Synphony C Compiler's high-level synthesis engine then applies single-tomulti- threaded transformations to create parallelism from sequential C-code, generating synthesizable RTL code with a simulation testbench, control logic interfaces, and scripts for synthesis, verification, and downstream tools.
To easily integrate the C/C++ IP into a system-on-chip, designers can use standard (AXI, AHB, OCP, etc.) or custom interfaces (Figure 2). In the latter scenario, it is possible to specify the exact interface with signal names and cycle behavior, or a relative scheduling of operations. These interfaces may be encapsulated so that users can call them from a high-level API, preserving the abstraction benefits of high-level synthesis.
Figure 2: De-coupling the interface from the algorithm simplifies coding of the algorithm.
Synphony C Compiler performs architectural optimizations such as resource sharing, automatic scheduling and pipelining, and timing optimizations for variable bounded loops to achieve designer-specified performance and area goals in the RTL implementation.
In addition, Synphony C Compiler performs specific optimizations that achieve superior QoR using Synopsys Design Compiler for RTL synthesis and Synopsys Synplify for FPGA synthesis. Synphony C Compiler's high-level synthesis engine makes decisions based on predicting area and timing results that Synopsys' logic synthesis solutions can achieve, and generates RTL that complies with the synthesis tools' coding style guidelines that produce the best QoR. For example, Synphony C Compiler generates RTL with hierarchy and syntax matching Synopsys Coding Guidelines for Datapath Synthesis to enable maximum datapath extraction, optimal timing, and optimal area in Design Compiler. The RTL structure also facilitates fast verification using Synopsys Formality® equivalence checking.

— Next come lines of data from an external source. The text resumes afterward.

PR #691, opened 2016-05-30
py3k: Use new-style division

QuLogic:
On Python 3, division returns floats, while `//` returns integers. In cases where there are explicit casts to `float`, or `float` literals, I have left the plain `/`. In cases where there are explicit casts to `int`, I've changed it to `//`.

I also assumed that bboxes, widths, and heights are all integers and used `//`, but if that's not the case, I can re-check those cases.

I'll add a few comments where I'm not sure.

### DIFF
--- a/gui/colors/adjbases.py
+++ b/gui/colors/adjbases.py
@@ -10,7 +10,7 @@
 """Manager+adjuster bases for tweaking a single color via many widgets.
 """
 
-from __future__ import print_function
+from __future__ import division, print_function
 
 import math
 from copy import deepcopy, copy
@@ -834,7 +834,7 @@ class IconRenderableColorAdjusterWidget (ColorAdjusterWidget, IconRenderable):
         suggested small outer border.
 
         """
-        b = max(2, int(size / 16))
+        b = max(2, int(size // 16))
         self.render_background_cb(cr, wd=size, ht=size, icon_border=b)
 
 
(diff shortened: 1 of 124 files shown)


gui/colors/adjbases.py
```diff
@@ -876,10 +876,10 @@ def render_background_cb(self, cr, wd, ht):
         cr.set_line_width(self.OUTLINE_WIDTH)
         cr.stroke()
 
-        cr.rectangle(b, b, int(eff_wd / 2), eff_ht)
+        cr.rectangle(b, b, int(eff_wd // 2), eff_ht)
         cr.set_source_rgb(*curr.get_rgb())
         cr.fill()
-        cr.rectangle(wd / 2, b, eff_wd - int(eff_wd / 2), eff_ht)
+        cr.rectangle(wd // 2, b, eff_wd - int(eff_wd // 2), eff_ht)
```
QuLogic: `cr.rectangle` can take a float, so I'm not sure if it should be an integer or not.

achadwick: Our Cairo drawing often uses 0.5px offsets to make 1px lines align to the pixel grid. The worst that can result is a fuzzy line though.

QuLogic: So should I put it back to float division, then? I'm not sure whether `wd` is or is not a float at this point.

odysseywestra:
@QuLogic could you rebase this and resolve the conflicts on this one before we merge it in?

QuLogic:
Rebased.

odysseywestra:
@QuLogic  Thank you.
@achadwick Anything you want to address before merging this in? Like the comment you had in `gui/colors/adjbases.py `?

achadwick:
Thanks for the rebase, and I'm sorry this has taken so long. Pushed.

I've been testing it out, and the colour selectors all look nice and sharp. No exceptions thrown so far :smile:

Faster Turnaround Time for Large Designs
Synphony C Compiler enables efficient hardware sharing in large, complex systems designed from multiple levels of C/C++ function hierarchy. Recursive hierarchical compilation improves designer productivity by enabling an arbitrary number of hierarchy levels for optimization while providing users flexible control of constraints at each level.
Architectural clock gating enables fast implementation of complex, low power designs (Figure 3). Designers can apply gating at the level of loops and/or C functions to shut-off entire processing blocks. Synphony C Compiler's block-level clock gating complements register-level clock gating performed by Power CompilerTM to achieve additional power savings.

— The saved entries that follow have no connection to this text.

Issue #10, opened 2014-06-23
Background alignment: appears to shift when changed after reloading an OpenRaster file


achadwick:
Migrated here from [Gna! bug 16741](https://gna.org/bugs/?16741), where it was originally reported as a transparent PNG issue (sorry, WONTFIX for transparent PNGs: they don't have any background expectations and shouldn't).

However it evolved into a bug which can be provoked when using the layered OpenRaster format, which is intended to alleviate this sort of problem. Steps to reproduce:

1. Pick a "comic panel" type background
2. Paint in a panel, more than 64 pixels from the top and right of the "panel"
3. Save as .ora
4. Load in the same .ora
5. Open the background selection window again, choose another background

Figure 3: Architectural clock gating in Synphony C Compiler.
Seamless End-to-end Verification
Synphony C Compiler provides seamless end-to-end verification from the original C/C++ model to RTL validation and verification environments. Dynamic linting of the C/C++ source early in the design cycle uncovers coding issues such as out-of-bound accesses, uninitialized variables, and other undefined behavior which could otherwise propagate to RTL. In addition, Synphony C Compiler generates a UVMbased SystemVerilog testbench. The testbench drives the Synopsys VCS® simulation with test vectors derived from the original C/C++ testbench, generating reports and graphical views that summarize the functional and performance results. A transactionlevel view of the hardware operation is enabled in the Synopsys Discovery Visual Environment (DVE) graphical interface to VCS. The designer can easily simulate the system throughout the high-level synthesis flow and quickly hand off models, testbench, and test data to verification teams.